Cyanocarbon compound derived from methane

Cyanoform (tricyanomethane) is an organic compound with the chemical formula HC(CN)3. It is a colorless liquid. It is a cyanocarbon and derivative of methane with three cyano groups. For many years, chemists have been unable to isolate this compound as a neat, free acid. However, in September 2015, reports surfaced of a successful isolation.

== Properties ==
Dilute solutions of this acid, as well as its salts, have long been well known. Cyanoform ranks as one of the most acidic of the carbon acids with an estimated pK_{a} of -5.1 in water and measured pK_{a} of 5.1 in acetonitrile. The reaction of sulfuric acid with sodium tricyanomethanide in water (a reaction first tried by H. Schmidtmann in 1896 with inconclusive results) is reported to result in the formation of hydronium tricyanomethanide [H3O]+[C(CN)3]− or the formation of (Z)-3-amino-2-cyano-3-hydroxyacrylamide, (H2N\s)(HO\s)C=C(\sC≡N)(\sC(=O)\sNH2), depending on the precise conditions.

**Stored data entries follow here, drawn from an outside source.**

PR #716, opened 2024-05-06
Feature scaling on training set when computing feature importances

Lilly-May:
**Description of changes**

As @eroell kindly pointed out, features in `ep.tl.feature_importances` were previously scaled based on the data from both the training and test sets. I changed this so that the scaler is now fitted exclusively on the training data and then used to transform the data of both the training and test sets.

### DIFF
--- a/ehrapy/tools/feature_ranking/_feature_importances.py
+++ b/ehrapy/tools/feature_ranking/_feature_importances.py
@@ -120,21 +120,25 @@ def rank_features_supervised(
     input_data = data[input_features]
     labels = data[predicted_feature]
 
+    x_train, x_test, y_train, y_test = train_test_split(input_data, labels, test_size=test_split_size)
+
     for feature in input_data.columns:
         try:
-            input_data.loc[:, feature] = input_data[feature].astype(np.float32)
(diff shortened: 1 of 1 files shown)


Zethson (approved):
LGTM :) Thanks!

ehrapy/tools/feature_ranking/_feature_importances.py
```diff
@@ -120,22 +120,26 @@ def rank_features_supervised(
     input_data = data[input_features]
     labels = data[predicted_feature]
 
+    x_train, x_test, y_train, y_test = train_test_split(input_data, labels, test_size=test_split_size)
```
eroell, line 123: sorry for hopping in - what do you think about adding a random_state here? :)

eroell, line 123:
```suggestion
    x_train, x_test, y_train, y_test = train_test_split(input_data, labels, test_size=test_split_size, random_state=42)
    
```

Lilly-May: Good idea, thanks!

The reaction of HCl gas with sodium tricyanomethanide dissolved in THF is reported to yield 1-chloro-1-amino-2,2-dicyanoethylene ((N≡C\s)2C=C(\sNH2)Cl) and its tautomer.

==Isolation==
In September 2015 cyanoform was successfully isolated by a team of scientists at LMU Munich. The team discovered that cyanoform was stable at temperatures below −40°C; previous beliefs were that cyanoform was stable at room temperature. The isolation confirmed that cyanoform is a colorless liquid.